According to an essay by N. Arthur Bleau, Frost explained the poem’s back-story during a reading at Bowdoin College in 1947. One winter solstice, Frost felt poor enough to purchase Christmas presents for his children. He gathered some produce from his farm and rode his horse-drawn wagon into town to sell them. Unfortunately, he did not sell anything and therefore could not buy any presents for his children.

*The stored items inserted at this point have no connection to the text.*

PR #618, opened 2022-10-04
Jv work with file

vazonchik:


src/main/java/core/basesyntax/WorkWithFile.java
```diff
@@ -1,8 +1,71 @@
...
+        return new String[]{SUPPLY + COMMA + sumOfSupply,
+                BUY + COMMA + sumOfBy,
+                RESULT + COMMA + (sumOfSupply - sumOfBy)};
+    }
 
+    private String[] getArrFromFile(String fromFileName) throws IOException {
+        try (FileReader fl = new FileReader(fromFileName)) {
+            StringBuilder enteredData = new StringBuilder();
+            BufferedReader reader = new BufferedReader(fl);
+            String str;
```
ChumakAn, line 63: it's better not to use abbreviations like fl, str

src/main/java/core/basesyntax/WorkWithFile.java
```diff
@@ -1,8 +1,71 @@
...
+                sumOfBy += Integer.parseInt(parsedS[PARSED_INDEX_1]);
+            }
+        }
+        return new String[]{SUPPLY + COMMA + sumOfSupply,
+                BUY + COMMA + sumOfBy,
+                RESULT + COMMA + (sumOfSupply - sumOfBy)};
+    }
 
+    private String[] getArrFromFile(String fromFileName) throws IOException {
+        try (FileReader fl = new FileReader(fromFileName)) {
```
ChumakAn, line 60: it's better to catch the exception in this method, not in the getStatic

src/main/java/core/basesyntax/WorkWithFile.java
```diff
@@ -1,8 +1,71 @@
...
+        String[] arrWithResult = getArrWithResult(arrFromFile);
+        try {
+            putResultToFile(toFileName, arrWithResult);
+        } catch (IOException e) {
+            throw new RuntimeException("Can't write into the file " + toFileName);
+        }
+    }
+
+    private void putResultToFile(String toFileName, String[] arrWithResult) throws IOException {
+        try (BufferedWriter bufferedWriter = new BufferedWriter(new FileWriter(toFileName))) {
```
ChumakAn, line 36: same here, you are writing try block, but don't catch anything, it's better to catch exception here

src/main/java/core/basesyntax/WorkWithFile.java
```diff
@@ -1,8 +1,71 @@
...
+            arrFromFile = getArrFromFile(fromFileName);
+        } catch (IOException e) {
+            throw new RuntimeException("Can't read the file " + fromFileName);
+        }
+        String[] arrWithResult = getArrWithResult(arrFromFile);
+        try {
+            putResultToFile(toFileName, arrWithResult);
+        } catch (IOException e) {
+            throw new RuntimeException("Can't write into the file " + toFileName);
+        }
```
ChumakAn, line 32: ideally, it should look like 
(if you catch exceptions in the implementation of the method, instead of writing 'throws' in the method signature)
```suggestion
        arrFromFile = getArrFromFile(fromFileName);
        String[] arrWithResult = getArrWithResult(arrFromFile);
        putResultToFile(toFileName, arrWithResult);
```

ChumakAn (changes requested):
Good! Let's make it even better👍

ChumakAn (approved):
LGTM

PR #624, opened 2022-10-05
Hw work with file

Veronika-Tretiak:


ChumakAn (changes requested):
Well done! Looks good! Only minor comment - **System.lineSeparator()** can be a constant too

ChumakAn (approved):
LGTM

PR #625, opened 2022-10-05
Read all data from input csv file, I create a report and write it to …

Mar4uk21:
…newFile

### DIFF
--- a/src/main/java/core/basesyntax/WorkWithFile.java
+++ b/src/main/java/core/basesyntax/WorkWithFile.java
@@ -1,8 +1,55 @@
 package core.basesyntax;
 
+import java.io.BufferedReader;
+import java.io.BufferedWriter;
+import java.io.File;
+import java.io.FileReader;
+import java.io.FileWriter;
+import java.io.IOException;
+
 public class WorkWithFile {
+    private int supply = 0;
+    private int buy = 0;
+    private int result = 0;
+    private final String split = ",";
+    private int index = 1;
 
     public void getStatistic(String fromFileName, String toFileName) {
-
+        File file = new File(fromFileName);
+        StringBuilder builder = new StringBuilder();
+        try {
+            BufferedReader reader = new BufferedReader(new FileReader(file));
+            String value = reader.readLine();
+            while (value != null) {
+                builder.append(value).append(System.lineSeparator());
+                value = reader.readLine();
+            }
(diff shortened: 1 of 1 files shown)


src/main/java/core/basesyntax/WorkWithFile.java
```diff
@@ -1,8 +1,55 @@
...
+            writer.write("supply," + supply + System.lineSeparator());
+            writer.flush();
+            writer.write("buy," + buy + System.lineSeparator());
+            writer.flush();
+            writer.write("result," + result + System.lineSeparator());
+            writer.flush();
+            writer.close();
+        } catch (IOException e) {
+            throw new RuntimeException("Can't write data to file");
+        }
```
KostyaNikiforov, line 53: This method is too big and difficult to read and support. Let's separate your solution into three private method: for writing to the file, for reading, and for report generation

src/main/java/core/basesyntax/WorkWithFile.java
```diff
@@ -1,8 +1,55 @@
...
+import java.io.FileReader;
+import java.io.FileWriter;
+import java.io.IOException;
+
 public class WorkWithFile {
+    private int supply = 0;
+    private int buy = 0;
+    private int result = 0;
+    private final String split = ",";
+    private int index = 1;
```
KostyaNikiforov, line 15: These fields are method implementation details. Seems like it won't work properly if you call the getStatistic method several times. Move them to the method level

KostyaNikiforov (changes requested):
Also, i recommend you use constants for all static values in your code. Like: 1, 2, ", ", etc

src/main/java/core/basesyntax/WorkWithFile.java
```diff
@@ -1,8 +1,68 @@
...
+            String value = reader.readLine();
+            while (value != null) {
+                builder.append(value).append(System.lineSeparator());
+                value = reader.readLine();
+            }
+        } catch (IOException e) {
+            throw new RuntimeException("Can't read this file", e);
+        }
+        return builder;
+    }
```
KostyaNikiforov, line 32: Let's pass the text you need to write to the params

KostyaNikiforov (changes requested):

KostyaNikiforov (approved):

PR #628, opened 2022-10-05
HW work with file

Matolch:


src/main/java/core/basesyntax/WorkWithFile.java
```diff
@@ -1,8 +1,57 @@
...
+                builder.append((char) value);
+                value = reader.read();
+            }
+        } catch (IOException e) {
+            throw new RuntimeException("Cant read file", e);
+        }
+        String sentence = builder.toString();
+        int sumSupply = 0;
+        int sumBuy = 0;
+        String[] splitSentense = sentence.split("\\W+");
```
ChumakAn, line 32: "\\W+" can be a constant

ChumakAn (changes requested):
Please divide the method into smaller methods and combine them in getStatistic. One method should have one purpose

src/main/java/core/basesyntax/WorkWithFile.java
ChumakAn: the same for the System.lineSeparator()
Please, be attentive and use constants

ChumakAn (approved):

PR #632, opened 2022-10-05
homwork tastk

Volodymyr-Mykychak:


src/main/java/core/basesyntax/WorkWithFile.java
```diff
@@ -1,8 +1,46 @@
...
+            }
+            int result = supplyNum - buyNum;
+            return "supply," + supplyNum + SEPARATOR + "buy," + buyNum
+                    + SEPARATOR + "result," + result;
+        } catch (IOException e) {
+            throw new RuntimeException("Can`t read file" + e);
+        }
     }
+
 }
```
KostyaNikiforov, line 46: It is a good practice to separate different parts of a solution into private methods. 
It would be if you had:
- a method that reads data from file.
- a method that writes data to file.
- and a method that transforms input string into output (crate a statistic)

KostyaNikiforov (changes requested):

hronograf (changes requested):
common mistake
image

also, please, read Kostya's comment once again

src/main/java/core/basesyntax/WorkWithFile.java
```diff
@@ -1,8 +1,83 @@
...
+        for (String line : report) {
+            try {
+                Files.write(path, line.getBytes(), StandardOpenOption.WRITE);
+            } catch (IOException e) {
+                throw new RuntimeException("Can't write in file", e);
+            }
+        }
+    }
+
+    public String[] getReport(Path path) {
```
hronograf, line 45:
```suggestion
    private String[] getReport(Path path) {
```

src/main/java/core/basesyntax/WorkWithFile.java
```diff
@@ -1,8 +1,83 @@
...
+        saveReport(report, pathToFileName);
+    }
+
+    private void createFile(Path path) {
+        try {
+            Files.createFile(path);
+        } catch (IOException e) {
+            throw new RuntimeException("Can't create file", e);
+        }
+    }
```
hronograf, line 32: do we need this method?

src/main/java/core/basesyntax/WorkWithFile.java
```diff
@@ -1,8 +1,83 @@
...
+import java.nio.file.StandardOpenOption;
+
 public class WorkWithFile {
+    private static final int OPERATION_TYPE_INDEX = 0;
+    private static final int AMOUNT_INDEX = 1;
+    private static final String SUPPLY_VALUE = "supply";
+    private static final String BUY_VALUE = "buy";
+    private static final String RESULT_VALUE = "result";
+    private static final String COMMA_VALUE = ",";
+    private static final String WHITESPACE = System.lineSeparator();
```
hronograf, line 17: is it `WHITESPACE` or it is lineSeparator? 
because we have a whitespace when we press `space` and we have line separator when we press `enter`

src/main/java/core/basesyntax/WorkWithFile.java
```diff
@@ -1,8 +1,83 @@
...
+
+    private void saveReport(String[] report, Path path) {
+        createFile(path);
+        for (String line : report) {
+            try {
+                Files.write(path, line.getBytes(), StandardOpenOption.WRITE);
+            } catch (IOException e) {
+                throw new RuntimeException("Can't write in file", e);
+            }
+        }
```
hronograf, line 42: with such implementation we will overwrite file each time when `Files.write` will be called
so maybe it would be better to write full text only once
try to use debugger and figure out what is going here (look at value of `line` variable at each iteration)

hronograf (changes requested):

PR #633, opened 2022-10-05
Read and rite file

Andew-Miroshnikov:


src/main/java/core/basesyntax/WorkWithFile.java
```diff
@@ -1,8 +1,50 @@
...
+        try (BufferedWriter bufferedWriter = new BufferedWriter(new FileWriter(toFileName, true))) {
+            StringBuilder builder = new StringBuilder();
+            builder.append("supply,").append(supplyAmount).append(System.lineSeparator())
+                    .append("buy,").append(buyAmount).append(System.lineSeparator())
+                    .append("result,").append(result);
+            bufferedWriter.write(builder.toString());
+
+        } catch (IOException e) {
+            throw new RuntimeException(e);
+        }
```
KostyaNikiforov, line 48: Let's separate this logic into three private methods.
Please, make your read and write methods reusable. Write method must only write string data that it receive in the params

src/main/java/core/basesyntax/WorkWithFile.java
```diff
@@ -1,8 +1,50 @@
...
 
+import java.io.BufferedReader;
+import java.io.BufferedWriter;
+import java.io.FileReader;
+import java.io.FileWriter;
+import java.io.IOException;
+
 public class WorkWithFile {
+    private int supplyAmount = 0;
+    private int buyAmount = 0;
```
KostyaNikiforov, line 11: It must be method variables, but not fields

KostyaNikiforov (changes requested):

KostyaNikiforov (approved):
Perfect!):fire:

PR #634, opened 2022-10-05
created a report with given statistics

ana-rom:


src/main/java/core/basesyntax/WorkWithFile.java
```diff
@@ -1,8 +1,87 @@
...
+            }
+        } catch (IOException e) {
+            throw new RuntimeException("Cannot write data to file", e);
+        } finally {
+            try {
+                bufferedWriter.close();
+            } catch (IOException e) {
+                throw new RuntimeException("Cannot write data to file", e);
+            }
+        }
```
ChumakAn, line 41: it's better to make an separate method with this logic and use try-with-resources

src/main/java/core/basesyntax/WorkWithFile.java
```diff
@@ -1,8 +1,87 @@
...
+    }
+
+    public void readStatistic(String fromFileName) {
+        File file = new File(fromFileName);
+
+        try (BufferedReader bufferedReader = new BufferedReader(new FileReader(file))) {
+            String inputData = bufferedReader.readLine();
```
ChumakAn, line 48: Optional, but we can avoid creating redundant variable 
```suggestion
        try (BufferedReader bufferedReader = new BufferedReader(new FileReader(new File(fromFileName)))) {
            String inputData = bufferedReader.readLine();
```

src/main/java/core/basesyntax/WorkWithFile.java
```diff
@@ -1,8 +1,87 @@
...
+
+            while (inputData != null) {
+                if (inputData.startsWith(SUPPLY)) {
+                    supplyAmount = supplyAmount
+                            + Integer.parseInt(inputData.substring(inputData.indexOf(",") + 1));
```
ChumakAn, line 53: "," can be a constant

ChumakAn (changes requested):
try to divide the method into smaller methods which have only one purpose and not overcomplicate the method logic

src/main/java/core/basesyntax/WorkWithFile.java
ChumakAn: I have added an suggested piece of code

ChumakAn (approved):

PR #637, opened 2022-10-05
added logic to getStatistic mthd

Alex-Kharchuk:


src/main/java/core/basesyntax/WorkWithFile.java
```diff
@@ -1,8 +1,55 @@
...
 
+import java.io.BufferedReader;
+import java.io.BufferedWriter;
+import java.io.FileReader;
+import java.io.FileWriter;
+import java.io.IOException;
+
 public class WorkWithFile {
 
     public void getStatistic(String fromFileName, String toFileName) {
```
KostyaNikiforov, line 11: Let's separate your solution into three private methods.
One for reading data from file.
One for writing data to the file.
And one for statistic generation.

Such core will be more readable, reusable and easy to support

KostyaNikiforov (changes requested):
Your solution is okay.

KostyaNikiforov (approved):

PR #644, opened 2022-10-07
rewrite updated data to another file

IvanDrebot:


src/main/java/core/basesyntax/WorkWithFile.java
```diff
@@ -1,8 +1,57 @@
...
+        try (BufferedReader reader = new BufferedReader(new FileReader(readFile))) {
+            String value = reader.readLine();
+
+            while (value != null) {
+                builder.append(value)
+                        .append("_");
+                value = reader.readLine();
+            }
+        } catch (IOException e) {
+            throw new RuntimeException(e);
```
liliia-ponomarenko, line 25: add informative messages for exceptions

liliia-ponomarenko (changes requested):
Read common mistakes again. You need split logic on several private methods and call them in the public  ```getStatistic()``` method. Also, make all strange strings or numbers in the code constants. The name of the constant should display this object’s purpose.

liliia-ponomarenko (changes requested):
I can’t find any constants in your solution. All numbers, strings, and separators should make constants. Read an article about constant names.

hronograf (approved):
Good job!

PR #970, opened 2023-05-14
Was gotten stream of String by Files.lines method

pochtalon:
Was created method getSring() for getting result string from stream
   Were created String constant inside
   Were gotten supply and bue values
   Was Gotten result String by StringBuilder
Was written result String into the file by Files.write() method

### DIFF
--- a/src/main/java/core/basesyntax/WorkWithFile.java
+++ b/src/main/java/core/basesyntax/WorkWithFile.java
@@ -1,7 +1,44 @@
 package core.basesyntax;
 
+import java.io.IOException;
+import java.nio.charset.StandardCharsets;
+import java.nio.file.Files;
+import java.nio.file.Path;
+import java.util.*;
+import java.util.stream.Collectors;
+import java.util.stream.Stream;
+
 public class WorkWithFile {
     public void getStatistic(String fromFileName, String toFileName) {
+        Stream<String> str = null;
+        try {
+            str = Files.lines(Path.of(fromFileName));
+        } catch (IOException e) {
+            throw new RuntimeException(e);
+        }
+        String toWrite = getString(str);
+        try {
+            Files.write(Path.of(toFileName), toWrite.getBytes(StandardCharsets.UTF_8));
+        } catch (IOException e) {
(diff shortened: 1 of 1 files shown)


src/main/java/core/basesyntax/WorkWithFile.java
```diff
@@ -1,7 +1,45 @@
...
+        } catch (IOException e) {
+            throw new RuntimeException("Your trying to write bytes to file was not successful", e);
+        }
+    }
 
+    private String getString(Stream<String> stream) {
+        final String Supply = "supply";
+        final String Buy = "buy";
+        final String Result = "result";
+        final String Delimiter = ",";
```
okuzan, line 31: make these class constants , not just final local variables

src/main/java/core/basesyntax/WorkWithFile.java
```diff
@@ -1,7 +1,45 @@
...
+        Map<String, Integer> csvSum = stream
+                .map(e -> e.split(","))
+                .collect(Collectors.groupingBy(e -> e[0],
+                        Collectors.summingInt(e -> Integer.valueOf(e[1]))));
```
okuzan, line 35: indexes should be constants

src/main/java/core/basesyntax/WorkWithFile.java
```diff
@@ -1,7 +1,45 @@
...
+        }
+        String toWrite = getString(str);
+        try {
+            Files.write(Path.of(toFileName), toWrite.getBytes(StandardCharsets.UTF_8));
+        } catch (IOException e) {
+            throw new RuntimeException("Your trying to write bytes to file was not successful", e);
+        }
+    }
 
+    private String getString(Stream<String> stream) {
```
okuzan, line 27: think of a more descriptive name that resembles the purpose of this method

okuzan (changes requested):
Let's restructure your code
Designate one method for reading from file, one for processing the data, one for writing a report
image

olekskov (approved):
Good job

That evening, as Frost was returning home, it began to snow. His horse stopped in the middle of the woods as if it sensed his melancholy. Beset with the disgrace of not providing for his family, Frost “bawled like a baby” even as the snowflakes continued to drop into the stillness of the woods. Abruptly, the horse shook and tinkled its bells. Frost took the horse’s reaction as a reminder of the Christmas spirit and as a motivation to persist and get home to family.

Frost’s daughter Lesley later corroborated the story and quoted her father recollecting his crying, “A man has as much right as a woman to a good cry now and again. The snow gave me shelter; the horse understood and gave me the time.”

Tim Dee, writing in The Guardian, observed that “Stopping by Woods on a Snowy Evening” was the most requested poems on BBC Radio 4’s Poetry Please, the world’s longest-running radio show on poetry. Explaining the popularity of the poem, Dee commented, “Here are 16 short-rhymed lines recalling a moment’s pause on a horseback journey through a winter woodland. The scene is captured with economical precision. The silence of the snow is broken only once—by the jingling bells of the restive animal. We sense the fairytale terror-allure of the muted woods. And in the last three lines we are ushered towards something wider and deeper still, where the suggestion of unfinished business makes a parable and becomes incantatory.”